Result: enhance competitive advantage (high level)
In summary, leveraging comprehensive generative AI metrics empowers businesses to maintain a competitive edge in their respective markets through cost reduction, risk mitigation, wise investment, continuous improvement, and informed decision-making. This holistic approach to AI management enables companies to consistently deliver high-quality, innovative solutions that cater to evolving customer needs, ultimately driving long-term success and market leadership.
References
Papers:
Papineni, K., Roukos, S., Ward, T., & Zhu, W.-J. (2002). BLEU: a method for automatic evaluation of machine translation. In Proceedings of the 40th Annual Meeting of the Association for Computational Linguistics (pp. 311-318).
Lin, C.-Y. (2004). ROUGE: A Package for Automatic Evaluation of Summaries. In Text Summarization Branches Out: Proceedings of the ACL-04 Workshop (pp. 74-81).
Salimans, T., Goodfellow, I., Zaremba, W., Cheung, V., Radford, A., & Chen, X. (2016). Improved Techniques for Training GANs. arXiv preprint arXiv:1606.03498.
Radford, A., Wu, J., Child, R., Luan, D., Amodei, D., & Sutskever, I. (2019). Language Models are Unsupervised Multitask Learners. OpenAI.
Devlin, J., Chang, M. W., Lee, K., & Toutanova, K. (2018). BERT: Pre-training of Deep Bidirectional Transformers for Language Understanding. arXiv preprint arXiv:1810.04805.
Other sources:
Google AI Blog, KPIs for gen AI: Why measuring your new AI is essential to its success. Nitin Aggarwal, Amy Liu. November 22, 2023. https://cloud.google.com/transform/kpis-for-gen-ai-why-measuring-your-new-ai-is-essential-to-its-success
TensorFlow Extended (TFX) documents:
OpenAI Cookbook Documentation: Getting Started with OpenAI Evals.
OpenAI Documentation: How do I get started doing evals?

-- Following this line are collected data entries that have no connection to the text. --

Issue #379, opened 2018-10-12
Gateway interacts with Mosaic Core


schemar:
The gateway contracts that we have should be updated to take the state root from the mosaic core contracts.

The interfaces of the gateway core and the core core should be unified into a single interface that is implemented by all cores and consumed by the gateways. That way, a decision how to get the state root is specific to each instance of the gateway, not its implementation.

schemar:
In this ticket we assume that Core has the state root in storage. But Core must implement the interface that Gateway consumes.

schemar:
Is #398 a duplicate of this?

PR #463, opened 2018-11-16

Langchain documentation: A guide on using Google Generative AI models with Langchain.
LlamaIndex documentation: Google Generative Language Semantic Retriever.
Appendix
Traditional metrics
Traditional metrics in generative AI play a fundamental role in assessing the quality and performance of AI-generated outputs. These metrics provide quantitative measures that help evaluate various aspects of generated content, such as language fluency, coherence, relevance, and similarity to reference texts. Commonly used traditional metrics include BLEU (Bilingual Evaluation Understudy), ROUGE (Recall-Oriented Understudy for Gisting Evaluation), perplexity, and human evaluation scores.
Perplexity and cross-entropy
Perplexity measures how well a probability distribution or model predicts a sample, with lower values indicating better performance. Cross-entropy quantifies the difference between the predicted probabilities and the true distribution, with lower values suggesting more accurate models.
BLEU and ROUGE Scores
They measure the overlap between the generated text and a reference text. BLEU focuses on the precision of n-grams, while ROUGE emphasises recall. Both metrics provide insights into the similarity and coverage of the generated content.
Human evaluation
Despite advancements in automated metrics, human evaluation remains crucial for assessing generative AI outputs. Human judges can provide nuanced feedback on creativity, coherence, and relevance, which are difficult to capture with automated metrics. However, human evaluation is time-consuming, costly, and subject to variability among evaluators.
Using another model for evaluation
While these traditional metrics offer valuable insights into the effectiveness of generative AI models, they also have limitations, especially in capturing nuanced aspects of language and context. One innovative approach to evaluating generative AI is to use another large model for assessment. For example, an advanced AI model can evaluate the outputs of a generative model by scoring them based on predefined criteria. This method leverages the strengths of powerful models to provide consistent and detailed evaluations.